If you want to write a kernel driver that's effectively a Russian train toilet
nobody will stop you, and you can feel free to maintain the engineering effort
on it - but it's not going to be accepted into the mainline Kernel and you'll
have to maintain it out of tree.

If AMD wants a shim to make it easier to port their Windows drivers over
that's perfectly acceptable, but they need to work with the existing DRM
infrastructure and the people that maintain it to get a kosher driver that
everyone can be happy with.

------
zelon88
I am still loyal to AMD CPU's, but I haven't been loyal to AMD GPU's since
they were ATI. I always found their driver stack to be more cumbersome in the
past, and I had a rash of bad cards that left a bad taste in my mouth.

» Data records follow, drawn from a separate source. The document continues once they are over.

PR #387, opened 2020-02-20
Small wrapper with the ability to add custom info in any position

ilya-bystrov:
The idea of this wrapper is to add custom info in any position.
I didn't find anything similar in `contrib` directory.

### DIFF
--- a/contrib/any_position_wrapper.sh
+++ b/contrib/any_position_wrapper.sh
@@ -1,0 +1,64 @@
+#!/usr/bin/env bash
+
+# This i3status wrapper allows to add custom information in any position of the statusline
+# It was developed for i3bar (JSON format)
+
+# The idea is to define "holder" modules in i3status config and then replace them
+
+# In order to make this example work you need to add
+# order += "tztime holder__hey_man"
+# and 
+# tztime holder__hey_man {
+#        format = "holder__hey_man"
+# }
+# in i3staus config 
+
+# Don't forget that i3status config should contain:
+# general {
+#   output_format = i3bar
+# }
+#
+# and i3 config should contain:
+# bar {
+#   status_command exec /path/to/this/script.sh
+# }
+
+# Make sure jq is installed
+# That's it
+
+# You can easily add multiple custom modules using additional "holders"
+
+function update_holder {
+
+  local instance="$1"
+  local replacement="$2"
+  echo "$json_array" | jq --argjson arg_j "$replacement" "(.[] | (select(.instance==\"$instance\"))) |= \$arg_j" 
+}
+
+function remove_holder {
+
+  local instance="$1"
+  echo "$json_array" | jq "del(.[] | (select(.instance==\"$instance\")))"
+}
+
+function hey_man {
+
+  local rand_val=$((RANDOM % 3))
+  if [ $rand_val == 1 ] ; then
+    local json='{ "full_text": "Hey Man!", "color": "#00FF00" }'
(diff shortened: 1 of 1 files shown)


contrib/wrapper.sh
```diff
@@ -0,0 +1,48 @@
+#!/usr/bin/env bash
+
+# This i3status wrapper allows to add custom information in any position of the bar
+# It was developed for i3bar (JSON format)
+
+# The idea is to define "holder" modules in i3status config and than replace them
```
Airblader: s/than/then/

contrib/wrapper.sh
```diff
@@ -0,0 +1,48 @@
...
+
+# In order to make this example works you need to add
```
Airblader: s/works/work/

contrib/wrapper.sh
```diff
@@ -0,0 +1,48 @@
...
+# order += "tztime holder__hey_man"
+# and 
+# tztime holder__hey_man {
+#        format = "holder__hey_man"
+# }
+# in i3staus config 
+
+# Don't forget that
```
Airblader: Why is there a line break after just three words?

contrib/wrapper.sh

Not
sure if it's changed since, but I still have faith in their CPU's. The way I
see it, the benefit of supporting innovation that drives Intel to improve
outweighs the benefit of having an arguably faster computer for arguably the
same amount of money.

Without Chevrolet we'd be driving Model-T's. Without AMD we'd by running
8080's. Support the little guy, even though they've historically not always
made the right choices.

------
chrisp_dc
I was loyal to AMD's CPU from 1999 - 2013. Price and not nerfing advanced
features (overclocking, VM extentions) kept me coming back. However, there
aren't many recent server/workstation options. So I begrudgingly switched over
to Intel Xeon chips.

I bought an AMD RX 480 this year. I hadn't bought a discrete GPU in decade. I
looked at Nvidia, but saw you needed Quadro/Grid to use with VT-d. AMD's GPU
work with VT-d out of the box.

It'd be a damn shame to lose a company like AMD that doesn't disable features
for marketing reasons. I'll happily buy another AMD CPU if the zen line comes
close to the hype.

------
distantsounds
AMD's CPU offerings have been lackluster in recent years, Intel has taken the
cake in that department. I'm not surprised people are building Intel more and
more. Ryzen is going to change all that, though. AMD is squaring that up to be
the next big competitor. On the GPU front, the 8GB RX480 is making quite a
dent in the market. It's beating out NVidia's 6GB GTX1060 in DX12 games,
creeping towards the 1070's benchmarks, while costing less than $250. They
aren't catering to the high-end market that the GTX1080 latches onto, but the
price for performance is hard to beat. I surmise Ryzen to play out the same
way.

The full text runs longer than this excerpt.